I have a Schecter Demon 6 with a floating Floyd Rose and this is my first time restringing it. I want to ask you guys for any headups, recommendations, mistakes you did while doing this?
-
This may get closed for being off topic but... It's funny you should ask. I turned it face down and some metal cubes fell on the floor. The best thing I did, take in to a tech to restring it for me.– user50691Commented Sep 13, 2019 at 15:43
-
1Like with any guitar, re-string only one string at a time.– TimCommented Sep 13, 2019 at 16:18
2 Answers
What mistakes have you made while restringing and setting up a Floyd Rose guitar?
In 1990, I left some oil heating up in a frying pan in the kitchen, while doing up a Floyd Rose bridge in another room: not just re-stringing, but intonation.
Luckily, I had the ensuing fire put out before the firemen showed up.
Minor damage to a few cabinets, and a ceiling repaint. The intonation, as such, as fantastic though.
In terms of mistakes in the actual restringing and setup, I have one main regret: in younger years I used crappy strings with poor tuning stability. That not only wastes your time due to all the adjustment needed after the restringing and setup, but is bad for your hardware, because it requires too much fiddling with the tuners, as well as unlocking and re-locking of the locking nut, which wears down the parts.

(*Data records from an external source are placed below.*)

PR #791, opened 2022-01-21
Add support for custom git extensions

knutwalker:
This would allow one to use git worktrees together with sparse-checkout.

Reference: https://github.com/libgit2/libgit2/pull/6031


knutwalker:
Thanks for the hint! I have moved the tests to the tests/ folder and rewritten them a bit. They now look like what I initially wanted them to look like, much better :)

PR #799, opened 2022-02-05
Harmonize commitish and committish in docstrings

sgasse:
The git glossary mentions both verions. However in-code, only the first
variant is used. This commit harmonizes the usages:
https://git-scm.com/docs/gitglossary#Documentation/
gitglossary.txt-aiddefcommit-ishacommit-ishalsocommittish

### DIFF
--- a/src/repo.rs
+++ b/src/repo.rs
@@ -811,7 +811,7 @@ impl Repository {
 
     /// Make the repository HEAD directly point to the commit.
     ///
-    /// If the provided committish cannot be found in the repository, the HEAD
+    /// If the provided commitish cannot be found in the repository, the HEAD
     /// is unaltered and an error is returned.
     ///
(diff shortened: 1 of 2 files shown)


src/repo.rs
```diff
@@ -831,7 +831,7 @@ impl Repository {
 
     /// Make the repository HEAD directly point to the commit.
     ///
-    /// If the provided committish cannot be found in the repository, the HEAD
+    /// If the provided commitish cannot be found in the repository, the HEAD
     /// is unaltered and an error is returned.
     /// If the provided commitish cannot be peeled into a commit, the HEAD is
```
sgasse, line 836: e.g. here we have both spellings directly one after another - so maybe it makes sense to harmonize it? Or does it not make any sense because it we might get both variants back anyway?

alexcrichton:
Seems reasonable!

PR #802, opened 2022-02-12
clarify license

dimbleby:
Per <https://doc.rust-lang.org/cargo/reference/manifest.html#slash>

> Previously multiple licenses could be separated with a /, but that usage is deprecated.

pretty sure from the README that your intention is OR rather than AND, I guess this form makes that clear

### DIFF
--- a/Cargo.toml
+++ b/Cargo.toml
@@ -2,7 +2,7 @@
 name = "git2"
 version = "0.13.25"
 authors = ["Josh Triplett <josh@joshtriplett.org>", "Alex Crichton <alex@alexcrichton.com>"]
-license = "MIT/Apache-2.0"
+license = "MIT OR Apache-2.0"
 readme = "README.md"
 keywords = ["git"]
 repository = "https://github.com/rust-lang/git2-rs"
--- a/git2-curl/Cargo.toml
+++ b/git2-curl/Cargo.toml
@@ -2,7 +2,7 @@
 name = "git2-curl"
 version = "0.14.1"
 authors = ["Josh Triplett <josh@joshtriplett.org>", "Alex Crichton <alex@alexcrichton.com>"]
-license = "MIT/Apache-2.0"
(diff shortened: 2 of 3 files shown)


alexcrichton:
Thanks for the report, but `/` is used by quite a few crates so I don't think it makes sense to change it here in just this one crate. IIRC basically everything I published for a year or so used `/` and I think this may be one of the first that has had a request to change.

dimbleby:
What's the downside?  isn't the un-deprecated form just better?

We have tooling that parses licenses using [spdx](https://crates.io/crates/spdx).  That crate is happy with "MIT OR Apache-2.0" but not with "MIT/Apache-2.0": so that's my motivation.  Every now and then I go and submit a handful of MRs to projects that I've encountered using a string for which the parse fails.

dimbleby:
(in fact as it goes https://github.com/rust-lang/socket2/pull/288 looks like one where the `/` originated with you, so this isn't _quite_ the first to have had a request to change...)

atouchet:
There are a couple of other license fields in this repo with this outdated formatting as well:

https://github.com/rust-lang/git2-rs/blob/8c6a26bd74f2a16c49a8187127152ff3c3b53276/git2-curl/Cargo.toml#L5

https://github.com/rust-lang/git2-rs/blob/0443adb5388b2a529c042256e7716c36dc567220/libgit2-sys/Cargo.toml#L8

dimbleby:
Thanks.  Not sure whether the hint was that this would be more likely to be merged if I fixed all three files; but I've updated the MR so that it does that.

joshtriplett:
@dimbleby There are many, many crates out there that uses `/` instead of ` OR `. Any tool parsing SPDX license fields should likely handle `/` for compatibility.

I'm going to go ahead and merge this, but I would still recommend that whatever tool you're using needs to handle `/`.

PR #811, opened 2022-02-18
Update to 1.4.1 and bump versions

ehuss:
This updates libgit2 to 1.4.1, and bumps the Cargo versions as a SemVer breaking change.

This also includes a file with instructions on how to do a libgit2 update.

### DIFF
--- a/CONTRIBUTING.md
+++ b/CONTRIBUTING.md
@@ -1,0 +1,34 @@
+# Contributing
+
+## Updating libgit2
+
+The following steps can be used to update libgit2:
+
+1. Update the submodule.
+   There are several ways to go about this.
+   One way is to go to the `libgit2-sys/libgit2` directory and run `git fetch origin` to download the latest updates, and then check out a specific tag (such as `git checkout v1.4.1`).
+2. Update all the references to the version:
+    * Update [`libgit2-sys/build.rs`](https://github.com/rust-lang/git2-rs/blob/master/libgit2-sys/build.rs).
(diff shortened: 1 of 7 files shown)


alexcrichton:
IIRC there's a fair bit of cruft along the lines of "remove this deprecated method when the next major version happens" or something like that. I unfortunately haven't been keeping great track of that over time so I don't exactly have a list off-hand. Would you be up for poking around and seeing how much is affected? If you're short on time then I think merging this is fine as well.

ehuss:
I can nuke all of the deprecated stuff.  There's a pretty long list in [deprecated.h](https://github.com/libgit2/libgit2/blob/main/include/git2/deprecated.h). Do you care about providing deprecated warnings?  That is:

* Remove anything already marked `#[deprecated]`
* Remove anything in libgit-sys that is deprecated in C. I personally don't feel like it is very important to provide deprecation warnings for these, since the number of active users for the raw API is probably close to zero. However, perhaps I am in a surly mood today.
* Remove anything in the git2 crate that is deprecated, even if not using `#[deprecated]`. There are a few things like the code for generating email-formatted diffs that has fundamentally changed the API.  I could maybe see adding deprecations instead of outright removal, but again I feel like the number of users is extremely small.

I can't think of any API breaking changes that are waiting in the wings so to speak.  I skimmed the open and closed PRs, but didn't see anything.

weihanglo:
I guess we need to publish a new version of git2-curl. PR is ready: https://github.com/rust-lang/git2-rs/pull/814

PR #814, opened 2022-02-26
Bump version of git2-curl

weihanglo:
It needs a SemVer breaking bump because the version of underlying git2/libgit2-sys changes.


ehuss (approved):
Thanks!  Not sure why I didn't do that.

PR #79, opened 2022-11-22
Finish the invoice stubs

TonyGiorgio:
Still need to test this but this should finish out the invoices stuff.

Long term, I think there should be a clear distinction between inbound invoices and payments. There's just too much intermingling than I would like to reason with and much of what I did seemed v dirty.

### DIFF
--- a/node-manager/src/ldkstorage.rs
+++ b/node-manager/src/ldkstorage.rs
@@ -27,6 +27,7 @@ use lightning::util::persist::KVStorePersister;
 use lightning::util::ser::{ReadableArgs, Writeable};
 use log::error;
 use serde::Deserialize;
+use serde_json::Value;
 use std::io;
 use std::io::Cursor;
 use std::ops::Deref;
@@ -134,7 +135,8 @@ impl MutinyNodePersister {
 
         // Get all the channel monitor buffers that exist for this node
         let suffix = self.node_id.as_str();
-        let channel_monitor_list = self.storage.scan(MONITORS_PREFIX_KEY, Some(suffix));
+        let channel_monitor_list: Vec<(String, Value)> =
+            self.storage.scan(MONITORS_PREFIX_KEY, Some(suffix));
 
         // TODO probably could use a fold here instead
         for (_, value) in channel_monitor_list {
@@ -224,7 +226,7 @@ impl MutinyNodePersister {
         inbound: bool,
     ) -> io::Result<()> {
         self.storage
-            .set(payment_key(inbound, payment_hash), &payment_info)
+            .set(payment_key(inbound, payment_hash), payment_info)
             .map_err(io::Error::other)
     }
 
@@ -237,6 +239,14 @@ impl MutinyNodePersister {
         let deserialized_value: Result<PaymentInfo, MutinyError> =
             self.storage.get(key).map_err(MutinyError::read_err);
         deserialized_value.ok()
+    }
+
+    pub(crate) fn list_payment_info(&self, inbound: bool) -> Vec<(String, PaymentInfo)> {
+        let prefix = match inbound {
+            true => PAYMENT_INBOUND_PREFIX_KEY,
+            false => PAYMENT_OUTBOUND_PREFIX_KEY,
+        };
+        self.storage.scan(prefix, None)
     }
 }
 
--- a/node-manager/src/ldkstorage.rs
+++ b/node-manager/src/ldkstorage.rs
@@ -26,8 +26,7 @@ use lightning::util::config::UserConfig;
 use lightning::util::persist::KVStorePersister;
 use lightning::util::ser::{ReadableArgs, Writeable};
 use log::error;
-use serde::Deserialize;
-use serde_json::Value;
+use std::collections::HashMap;
 use std::io;
 use std::io::Cursor;
 use std::ops::Deref;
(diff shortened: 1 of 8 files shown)


TonyGiorgio:
there's no doubt lots of clippy warnings so I'll get to those tomorrow.

TonyGiorgio:
rebase wasn't bad at all, going to clean up

node-manager/src/nodemanager.rs
```diff
@@ -73,7 +73,7 @@ impl NodeIdentity {
 #[derive(Serialize, Deserialize, Clone, Eq, PartialEq)]
 #[wasm_bindgen]
 pub struct MutinyInvoice {
-    bolt11: String,
+    bolt11: Option<String>,
```
TonyGiorgio, line 76: Just realized I didn't have to put `Option` here and could have put `""`. 

@benthecarman  @futurepaul  thoughts on returning `Option<String>` vs empty string?

benthecarman: None is more explicit than an empty string so we should use that

node-manager/src/ldkstorage.rs
```diff
@@ -238,6 +240,14 @@ impl MutinyNodePersister {
             self.storage.get(key).map_err(MutinyError::read_err);
         deserialized_value.ok()
     }
+
+    pub(crate) fn list_payment_info(&self, inbound: bool) -> Vec<(String, PaymentInfo)> {
+        let prefix = match inbound {
+            true => PAYMENT_INBOUND_PREFIX_KEY,
+            false => PAYMENT_OUTBOUND_PREFIX_KEY,
+        };
+        self.storage.scan(prefix, None)
```
benthecarman, line 249: matching on a boolean is a little weird but nbd

node-manager/src/nodemanager.rs
```diff
@@ -565,26 +580,52 @@ impl NodeManager {
     }
 
     #[wasm_bindgen]
-    pub async fn decode_invoice(&self, _invoice: String) -> Result<MutinyInvoice, MutinyJsError> {
-        todo!()
+    pub async fn decode_invoice(&self, invoice: String) -> Result<MutinyInvoice, MutinyJsError> {
+        Invoice::from_str(&invoice)
+            .map(|i| i.into())
+            .map_err(|e| e.into())
```
benthecarman, line 586: doing a `map` and `map_err` is equivalent to just doing a match, that would be more clean here

node-manager/src/nodemanager.rs
```diff
@@ -565,26 +580,52 @@ impl NodeManager {
...
     }
 
     #[wasm_bindgen]
-    pub async fn get_invoice(&self, _invoice: String) -> Result<MutinyInvoice, MutinyJsError> {
-        todo!()
+    pub async fn get_invoice(&self, invoice: String) -> Result<MutinyInvoice, MutinyJsError> {
+        let nodes = self.nodes.lock().await;
+        let inv_opt: Option<MutinyInvoice> = nodes
+            .iter()
+            .find_map(|(_, n)| n.get_invoice(invoice.clone()).ok());
```
benthecarman, line 594: We are going to be parsing `invoice` into an `Invoice` n times here. It would be better if `get_invoice` took in an `Invoice` type instead of `String`. Would be more efficient and makes that function more typesafe

node-manager/src/node.rs
```diff
@@ -365,6 +367,114 @@ impl Node {
         Ok(invoice)
     }
 
+    pub fn get_invoice(&self, invoice_str: String) -> Result<MutinyInvoice, MutinyError> {
+        let invoice = Invoice::from_str(&invoice_str).map_err(Into::<MutinyError>::into)?;
```
benthecarman, line 371: Reposting previous comment, but I think this function should take in an `Invoice` instead of `String`, let the parsing be handled on the `wasm` bound functions.

node-manager/src/node.rs
```diff
@@ -365,6 +367,114 @@ impl Node {
...
+                        }
+                        Err(_) => None,
+                    }
+                }
+                None => {
+                    // Constructing MutinyInvoice from no invoice, harder
+                    let paid = matches!(i.status, HTLCStatus::Succeeded);
+                    // TODO finish this properly
+                    let mutiny_invoice =
+                        MutinyInvoice::new(None, None, h, None, None, 0, paid, None, !inbound);
```
benthecarman, line 410: we should have `fees_paid` and `amount_sats` from payment info

node-manager/src/node.rs
```diff
@@ -365,6 +367,114 @@ impl Node {
...
+        match self
+            .persister
+            .read_payment_info(PaymentHash(payment_hash.into_inner()), false)
+        {
+            Some(payment_info) => Ok((payment_info, false)),
+            None => Err(MutinyError::InvoiceInvalid),
+        }
+    }
+
+    // pay_invoice sends off the payment but does not wait for results
```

If you want an easy time, go one string at a time, and put the same type/gauge of string on it that you had before. Changes in string gauge/tension will require a bit of care to fix, like I recently answered here: Floyd Rose in Standard Tuning with .011 gauge strings
Aside from that, most Floyd Rose style bridges are not set up for ball end strings. That means you have to cut the ball end off to lock the string into the saddle's locking mechanism, and then cut the string to length on the headstock end. Take care with that step: measure twice, cut once! Don't leave yourself with a string that's too short to tune.
Also, I find it helps to reset all the fine tuning screws (they usually sit behind the saddles) to their midway point, before I get the tuning finalized and the nut locks back in place. It sucks to be "done", then realize you can't quite tune a string properly, and you don't have enough travel left on the fine screw to fix it. Allen wrenches back out, undo the nut locks, re-tune, etc.
There's a lot of moving parts in those Floyd Rose bridges. Try to think things through first before doing stuff: work smart, not hard.